Im August hatte rbb24 Recherche berichtet, wie Wegner Einfluss nahm, damit ein Bildungsprojekt des Korea Verbands nicht mit Senatsgeldern gefördert wird. Dagegen will der Korea Verband nun juristisch vorgehen.
Nun soll der Korea Verband, der die Statue initiiert hat, sie wieder abbauen. Das hat der Bezirk Mitte mitgeteilt. Für Nataly Han vom Korea Verband wäre das erinnerungspolitisch ein fatales Zeichen. Lange schwiegen die betroffenen Militär-"Trostfrauen" über ihr Leid – auch wegen der drohenden Stigmatisierung in ihren Heimatländern. Die Statue entstand aus einer transnationalen Bewegung, die von den Opfern initiiert wurde. Daher sagt Nataly Han: "Die Friedenstatue stellt den Mut der Überlebenden dar. In Kriegs- oder auch in Friedenszeiten erfahren Frauen wie auch Männer sexualisierte Gewalt, aber es ist wichtig, dass die Betroffenen das Schweigen und das Tabu brechen können."
Bezirk Mitte verweist auf juristische Zwänge
Diejenige, die jetzt den Abbau durchsetzen will, hat sich noch bis zum vergangenen Jahr für den Erhalt der Statue stark gemacht: Stefanie Remlinger, grüne Bezirksbürgermeisterin des Bezirks Mitte: "Man ist als Entscheidungsträgerin manchmal in der paradoxen Lage, etwas durchsetzen zu müssen, was man selber nicht gut findet."
Dass sie dabei dem Druck des Regierenden Bürgermeisters nachgebe, weist sie zurück. "Die Äußerungen von Herrn Wegner nach seiner Japanreise waren überhaupt nicht hilfreich, weil das verständlicherweise bei den Leuten den Eindruck erweckt, hier hätte ich ein Kommando bekommen von der Senatskanzlei", sagt Remlinger. Das sei aber nicht der Fall. Vielmehr laufe gerade die Duldung für die Skulptur aus.
Die grüne Bezirksbürgermeisterin sagt, die Standzeit der Statue weiter zu verlängern – wie es die Bezirksverordnetenversammlung in mehreren Beschlüssen fordert – scheitere an juristischen Gründen. Im Bezirk Mitte dürfen Kunstwerke im öffentlichen Raum maximal zwei Jahre stehen, wenn sie nicht aus einem Wettbewerb hervorgegangen sind. Die Friedensstatue steht nun schon doppelt so lange. Schon die Duldung bis heute sei rechtswidrig.

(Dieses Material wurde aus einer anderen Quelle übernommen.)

PR #20909, opened 2021-05-21

arthurzam:
- Most packages was simple bump and test with `ebuild ... test`
- Please check that my change for `dev-python/python-gnupg` is correct and OK. Wasn't sure here so please extra check here.
- for `dev-python/pyasn1` and `dev-python/pyasn1-modules` a small redundant USE flag remove.
- for `dev-python/testpath` I checked multiple times about the `pathlib2` dependency, and after checking the code I found it isn't needed (it is a backup if `import pathlib` fails, which shouldn't happen now). Tested on all runtime versions supported and passed tests on all of them, even `pypy3`. So I removed it. Could you please also check it also passes tests for you (just to be sure)?

### DIFF
--- a/dev-python/python-gnupg/python-gnupg-0.4.7.ebuild
+++ b/dev-python/python-gnupg/python-gnupg-0.4.7.ebuild
@@ -3,7 +3,7 @@
 
 EAPI=7
 
-PYTHON_COMPAT=( pypy3 python3_{7,8,9} )
+PYTHON_COMPAT=( pypy3 python3_{7..10} )
 
 inherit distutils-r1
 
@@ -21,9 +21,10 @@ SLOT="0"
 RDEPEND="app-crypt/gnupg"
 DEPEND="${RDEPEND}"
 
+distutils_enable_tests unittest
+
 python_test() {
 	# NO_EXTERNAL_TESTS must be enabled,
 	# to disable all tests, which need internet access.
-	NO_EXTERNAL_TESTS=1 "${EPYTHON}" -m unittest discover -v ||
-		die "Tests failed with ${EPYTHON}"
+	NO_EXTERNAL_TESTS=1 eunittest
 }
--- a/dev-python/python-jose/python-jose-3.2.0-r1.ebuild
+++ b/dev-python/python-jose/python-jose-3.2.0-r1.ebuild
@@ -25,12 +25,14 @@ RDEPEND="
 "
 
 distutils_enable_tests pytest
+distutils_enable_sphinx docs
 
 python_prepare_all() {
 	sed -e '/pytest-runner/d' \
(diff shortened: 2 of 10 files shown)


dev-python/python-jose/python-jose-3.2.0-r1.ebuild
```diff
@@ -1,9 +1,9 @@
-# Copyright 1999-2020 Gentoo Authors
```
mgorny, line 1: If you don't mind some extra work, please switch to `epytest --deselect` here.

dev-python/python-gnupg/python-gnupg-0.4.7.ebuild
```diff
@@ -21,9 +21,10 @@ SLOT="0"
...
 DEPEND="${RDEPEND}"
 
+distutils_enable_tests unittest
+
 python_test() {
 	# NO_EXTERNAL_TESTS must be enabled,
 	# to disable all tests, which need internet access.
-	NO_EXTERNAL_TESTS=1 "${EPYTHON}" -m unittest discover -v ||
-		die "Tests failed with ${EPYTHON}"
+	NO_EXTERNAL_TESTS=1 distutils-r1_python_test
```
mgorny, line 29: `eunittest`

dev-python/testpath/testpath-0.5.0.ebuild
```diff
@@ -16,13 +16,5 @@ LICENSE="MIT"
 SLOT="0"
 KEYWORDS="~alpha ~amd64 ~arm ~arm64 ~hppa ~ia64 ~ppc ~ppc64 ~s390 ~sparc ~x86 ~x64-macos"
 
-BDEPEND="
-	>=dev-python/pyproject2setuppy-15
```
mgorny, line 20: That's not redundant. It doesn't work with older versions.

mgorny (changes requested):

dev-python/testpath/testpath-0.5.0.ebuild
arthurzam: Fixed.
Sorry for missing it.

dev-python/python-gnupg/python-gnupg-0.4.7.ebuild
arthurzam: Done.

dev-python/python-jose/python-jose-3.2.0-r1.ebuild
arthurzam: Have been done gladly. I collect all your comments to make every PR better than the previous one (and to fix various python ebuilds found in tree).

I did it using a full array (similar to how it was done at `dev-python/virtualenv`) so it will be better ready to future needs.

Dabei ist die juristische Lage kompliziert. Weil es keine eindeutige Grundlage gibt, müsse man sich an der bisherigen Handhabe orientieren, argumentiert Remlinger: "Wir haben in Mitte sehr viele Anträge für Kunst im öffentlichen Straßenraum und die haben immer nur eine temporäre Genehmigung." Das Prinzip der zeitlichen Beschränkung halte sie hoch, so dass der öffentliche Raum immer wieder neuen Kunstwerken zur Verfügung stehe. Wenn die Friedensstatue länger bleibt, hat sie Sorge, dass auch weitere Kunstprojekte Ansprüche stellen könnten. "Dann würden alle sagen, sie wollen das, was die Friedensstatue bekommen hat."
Die Fachkommission für Kunst am Bau und im Stadtraum (KIST) des Bezirks Mitte hatte die Zwei-Jahres-Regel im Juni auf Anraten ihrer Vorsitzenden Remlinger in einer Sondersitzung bestätigt. Einzelne Mitglieder vermuteten dahinter eine Strategie, um den Abbau der Friedensstatue vorzubereiten. Andere widersprechen: Eine solche Regel sei fair.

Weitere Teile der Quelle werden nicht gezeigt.